▶ [Records contained in a dataset]:

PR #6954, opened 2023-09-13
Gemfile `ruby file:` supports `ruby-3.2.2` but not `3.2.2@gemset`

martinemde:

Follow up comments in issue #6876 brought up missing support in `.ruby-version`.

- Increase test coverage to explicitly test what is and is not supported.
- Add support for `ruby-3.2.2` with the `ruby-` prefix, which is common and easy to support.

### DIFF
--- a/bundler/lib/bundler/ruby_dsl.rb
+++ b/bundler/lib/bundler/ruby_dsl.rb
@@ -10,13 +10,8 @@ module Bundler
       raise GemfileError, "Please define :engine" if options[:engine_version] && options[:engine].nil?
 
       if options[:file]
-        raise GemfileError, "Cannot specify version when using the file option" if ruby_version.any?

---

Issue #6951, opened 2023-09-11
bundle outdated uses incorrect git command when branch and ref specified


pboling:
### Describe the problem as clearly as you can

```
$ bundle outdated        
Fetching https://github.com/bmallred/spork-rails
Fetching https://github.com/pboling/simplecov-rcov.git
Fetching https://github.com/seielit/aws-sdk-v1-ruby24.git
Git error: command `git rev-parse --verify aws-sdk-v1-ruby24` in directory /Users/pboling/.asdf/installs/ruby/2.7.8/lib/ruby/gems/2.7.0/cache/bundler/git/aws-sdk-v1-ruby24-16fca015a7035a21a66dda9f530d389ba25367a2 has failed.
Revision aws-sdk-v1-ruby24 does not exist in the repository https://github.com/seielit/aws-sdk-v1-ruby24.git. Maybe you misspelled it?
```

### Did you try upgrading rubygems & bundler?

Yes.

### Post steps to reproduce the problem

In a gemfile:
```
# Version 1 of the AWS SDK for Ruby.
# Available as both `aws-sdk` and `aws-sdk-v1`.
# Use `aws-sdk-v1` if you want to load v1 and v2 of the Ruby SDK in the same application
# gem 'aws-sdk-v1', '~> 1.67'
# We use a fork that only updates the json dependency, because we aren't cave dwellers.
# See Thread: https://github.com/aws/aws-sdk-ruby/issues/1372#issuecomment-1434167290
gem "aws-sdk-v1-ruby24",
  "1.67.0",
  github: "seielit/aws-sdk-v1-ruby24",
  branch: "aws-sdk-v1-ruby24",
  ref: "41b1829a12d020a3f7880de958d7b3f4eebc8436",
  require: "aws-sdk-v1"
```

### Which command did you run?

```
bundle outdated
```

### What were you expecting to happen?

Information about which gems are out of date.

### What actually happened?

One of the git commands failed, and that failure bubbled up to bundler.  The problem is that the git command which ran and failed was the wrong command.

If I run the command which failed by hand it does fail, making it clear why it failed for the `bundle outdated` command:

...

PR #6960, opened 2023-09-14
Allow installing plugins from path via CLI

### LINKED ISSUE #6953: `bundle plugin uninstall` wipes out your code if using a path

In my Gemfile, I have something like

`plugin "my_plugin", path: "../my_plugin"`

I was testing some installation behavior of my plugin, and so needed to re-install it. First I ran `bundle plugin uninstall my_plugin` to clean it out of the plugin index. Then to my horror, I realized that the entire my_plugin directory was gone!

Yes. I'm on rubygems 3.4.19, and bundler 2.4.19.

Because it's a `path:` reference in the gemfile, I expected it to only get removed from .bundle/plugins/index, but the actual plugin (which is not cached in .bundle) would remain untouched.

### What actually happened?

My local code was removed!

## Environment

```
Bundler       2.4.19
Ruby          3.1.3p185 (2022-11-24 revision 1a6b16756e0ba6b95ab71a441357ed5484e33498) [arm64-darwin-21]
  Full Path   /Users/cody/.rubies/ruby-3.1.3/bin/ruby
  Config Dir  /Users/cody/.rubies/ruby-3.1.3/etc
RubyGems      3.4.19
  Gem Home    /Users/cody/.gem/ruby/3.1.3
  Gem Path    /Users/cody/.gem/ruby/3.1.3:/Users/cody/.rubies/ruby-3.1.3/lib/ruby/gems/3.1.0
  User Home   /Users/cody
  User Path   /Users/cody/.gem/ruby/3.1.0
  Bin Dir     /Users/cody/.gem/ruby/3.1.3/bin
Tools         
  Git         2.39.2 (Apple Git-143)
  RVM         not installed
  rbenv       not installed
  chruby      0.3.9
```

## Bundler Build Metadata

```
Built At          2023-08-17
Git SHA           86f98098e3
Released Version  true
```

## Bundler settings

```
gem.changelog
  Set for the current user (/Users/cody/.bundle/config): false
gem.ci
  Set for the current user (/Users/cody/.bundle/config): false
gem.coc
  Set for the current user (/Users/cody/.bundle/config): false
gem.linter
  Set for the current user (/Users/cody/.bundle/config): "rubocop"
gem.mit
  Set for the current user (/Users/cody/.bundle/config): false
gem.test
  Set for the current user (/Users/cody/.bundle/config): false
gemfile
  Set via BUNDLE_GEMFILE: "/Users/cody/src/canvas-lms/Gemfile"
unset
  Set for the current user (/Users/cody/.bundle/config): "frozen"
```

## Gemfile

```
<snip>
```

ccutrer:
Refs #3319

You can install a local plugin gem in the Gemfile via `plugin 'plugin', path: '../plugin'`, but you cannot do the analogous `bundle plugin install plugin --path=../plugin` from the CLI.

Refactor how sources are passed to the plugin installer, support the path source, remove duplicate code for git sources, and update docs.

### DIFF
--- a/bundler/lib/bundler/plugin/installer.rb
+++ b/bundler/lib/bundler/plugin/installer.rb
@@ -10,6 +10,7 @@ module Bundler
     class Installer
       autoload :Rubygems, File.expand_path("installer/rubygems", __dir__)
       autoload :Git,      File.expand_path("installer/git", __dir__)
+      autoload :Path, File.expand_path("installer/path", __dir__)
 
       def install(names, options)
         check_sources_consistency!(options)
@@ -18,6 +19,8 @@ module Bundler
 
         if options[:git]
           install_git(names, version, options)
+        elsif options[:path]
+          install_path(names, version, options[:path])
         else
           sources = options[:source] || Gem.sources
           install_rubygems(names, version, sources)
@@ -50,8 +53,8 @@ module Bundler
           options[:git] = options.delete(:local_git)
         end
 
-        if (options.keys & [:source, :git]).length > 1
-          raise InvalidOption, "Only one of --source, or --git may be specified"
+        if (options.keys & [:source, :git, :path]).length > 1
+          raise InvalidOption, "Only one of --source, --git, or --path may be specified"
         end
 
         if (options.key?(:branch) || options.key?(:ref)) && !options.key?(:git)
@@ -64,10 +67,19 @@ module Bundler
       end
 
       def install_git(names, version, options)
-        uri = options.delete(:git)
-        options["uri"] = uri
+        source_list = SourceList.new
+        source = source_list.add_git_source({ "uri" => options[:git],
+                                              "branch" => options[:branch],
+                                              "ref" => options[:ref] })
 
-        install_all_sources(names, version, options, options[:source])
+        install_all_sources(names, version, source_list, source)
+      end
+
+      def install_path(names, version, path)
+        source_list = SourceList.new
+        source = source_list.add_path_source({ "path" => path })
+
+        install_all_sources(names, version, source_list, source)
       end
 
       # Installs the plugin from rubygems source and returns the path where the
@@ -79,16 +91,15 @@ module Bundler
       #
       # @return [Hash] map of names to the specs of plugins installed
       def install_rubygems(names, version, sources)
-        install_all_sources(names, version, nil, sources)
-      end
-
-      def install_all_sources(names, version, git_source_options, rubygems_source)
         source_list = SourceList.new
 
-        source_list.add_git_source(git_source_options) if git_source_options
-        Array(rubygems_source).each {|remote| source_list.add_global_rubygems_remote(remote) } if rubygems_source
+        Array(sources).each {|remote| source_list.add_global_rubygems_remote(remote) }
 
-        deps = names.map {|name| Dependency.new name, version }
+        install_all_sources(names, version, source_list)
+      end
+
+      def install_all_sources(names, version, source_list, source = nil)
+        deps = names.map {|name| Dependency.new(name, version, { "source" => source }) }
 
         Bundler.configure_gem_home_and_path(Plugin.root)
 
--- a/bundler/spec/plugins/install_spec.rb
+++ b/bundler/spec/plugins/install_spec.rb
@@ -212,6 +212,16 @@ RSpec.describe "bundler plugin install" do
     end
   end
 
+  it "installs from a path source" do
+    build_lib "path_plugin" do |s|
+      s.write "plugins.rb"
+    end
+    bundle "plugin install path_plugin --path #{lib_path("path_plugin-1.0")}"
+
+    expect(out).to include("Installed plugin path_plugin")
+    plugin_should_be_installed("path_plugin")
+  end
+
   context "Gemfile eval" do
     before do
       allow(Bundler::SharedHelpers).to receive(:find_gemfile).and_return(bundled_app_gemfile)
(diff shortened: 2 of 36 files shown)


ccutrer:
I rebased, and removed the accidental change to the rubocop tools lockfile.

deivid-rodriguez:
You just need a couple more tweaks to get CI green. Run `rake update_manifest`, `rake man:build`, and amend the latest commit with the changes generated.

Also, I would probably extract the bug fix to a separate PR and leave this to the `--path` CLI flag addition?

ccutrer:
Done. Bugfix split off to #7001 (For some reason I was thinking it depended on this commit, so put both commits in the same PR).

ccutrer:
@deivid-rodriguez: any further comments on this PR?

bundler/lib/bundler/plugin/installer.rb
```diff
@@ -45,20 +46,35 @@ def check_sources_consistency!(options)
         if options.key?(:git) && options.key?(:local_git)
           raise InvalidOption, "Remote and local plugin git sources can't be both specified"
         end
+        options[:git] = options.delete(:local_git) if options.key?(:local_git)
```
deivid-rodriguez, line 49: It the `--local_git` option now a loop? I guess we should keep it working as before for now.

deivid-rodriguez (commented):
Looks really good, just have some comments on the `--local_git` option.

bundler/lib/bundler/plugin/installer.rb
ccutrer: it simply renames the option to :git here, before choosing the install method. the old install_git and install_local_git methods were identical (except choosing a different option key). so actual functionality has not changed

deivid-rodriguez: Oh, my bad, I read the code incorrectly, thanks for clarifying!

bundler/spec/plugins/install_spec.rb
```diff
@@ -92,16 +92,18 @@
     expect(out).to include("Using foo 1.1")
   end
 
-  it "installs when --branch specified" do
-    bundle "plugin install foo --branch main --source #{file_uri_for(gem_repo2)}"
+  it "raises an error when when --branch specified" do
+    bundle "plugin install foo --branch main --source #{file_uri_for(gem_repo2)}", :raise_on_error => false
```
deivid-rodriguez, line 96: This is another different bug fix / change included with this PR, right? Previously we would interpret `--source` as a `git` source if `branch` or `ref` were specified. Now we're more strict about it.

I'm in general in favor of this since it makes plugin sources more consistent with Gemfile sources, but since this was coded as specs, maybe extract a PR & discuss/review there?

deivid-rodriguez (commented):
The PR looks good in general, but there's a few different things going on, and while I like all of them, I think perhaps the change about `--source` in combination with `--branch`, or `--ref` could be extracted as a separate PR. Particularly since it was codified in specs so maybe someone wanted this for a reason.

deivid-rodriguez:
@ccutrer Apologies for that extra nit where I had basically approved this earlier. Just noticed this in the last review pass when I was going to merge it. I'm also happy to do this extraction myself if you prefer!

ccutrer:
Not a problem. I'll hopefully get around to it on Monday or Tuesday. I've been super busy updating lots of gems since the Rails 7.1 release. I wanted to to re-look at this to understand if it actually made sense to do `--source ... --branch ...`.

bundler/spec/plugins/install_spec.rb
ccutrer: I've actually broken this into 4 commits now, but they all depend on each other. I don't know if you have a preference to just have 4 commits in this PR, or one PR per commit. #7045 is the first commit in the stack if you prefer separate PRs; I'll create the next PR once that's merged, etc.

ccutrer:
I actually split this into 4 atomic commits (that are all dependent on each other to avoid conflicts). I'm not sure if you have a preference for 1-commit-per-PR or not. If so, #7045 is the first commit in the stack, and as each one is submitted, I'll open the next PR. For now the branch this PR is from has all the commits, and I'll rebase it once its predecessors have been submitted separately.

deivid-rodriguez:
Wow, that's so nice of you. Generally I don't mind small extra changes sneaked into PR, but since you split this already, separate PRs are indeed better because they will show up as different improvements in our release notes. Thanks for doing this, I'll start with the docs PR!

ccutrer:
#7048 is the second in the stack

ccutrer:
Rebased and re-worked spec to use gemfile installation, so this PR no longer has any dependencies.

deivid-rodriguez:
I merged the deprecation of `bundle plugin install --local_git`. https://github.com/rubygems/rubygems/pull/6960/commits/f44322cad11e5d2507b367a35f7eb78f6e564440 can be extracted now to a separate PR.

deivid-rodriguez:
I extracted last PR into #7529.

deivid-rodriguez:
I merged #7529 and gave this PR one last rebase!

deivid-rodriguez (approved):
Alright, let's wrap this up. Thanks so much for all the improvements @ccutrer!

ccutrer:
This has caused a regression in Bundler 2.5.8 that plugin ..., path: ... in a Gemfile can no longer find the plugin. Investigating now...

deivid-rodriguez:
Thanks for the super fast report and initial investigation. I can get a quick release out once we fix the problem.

▶ [The problem]:
Within the data above, the span starting at the line containing "PR #6954, opened 2023-09-13" and ending at the line containing "-10,13 +10,8 @@ module Bundler" is to be retyped exactly, with no other lines.

▶ [Written response]:
PR #6954, opened 2023-09-13
Gemfile `ruby file:` supports `ruby-3.2.2` but not `3.2.2@gemset`

martinemde:

Follow up comments in issue #6876 brought up missing support in `.ruby-version`.

- Increase test coverage to explicitly test what is and is not supported.
- Add support for `ruby-3.2.2` with the `ruby-` prefix, which is common and easy to support.

### DIFF
--- a/bundler/lib/bundler/ruby_dsl.rb
+++ b/bundler/lib/bundler/ruby_dsl.rb
@@ -10,13 +10,8 @@ module Bundler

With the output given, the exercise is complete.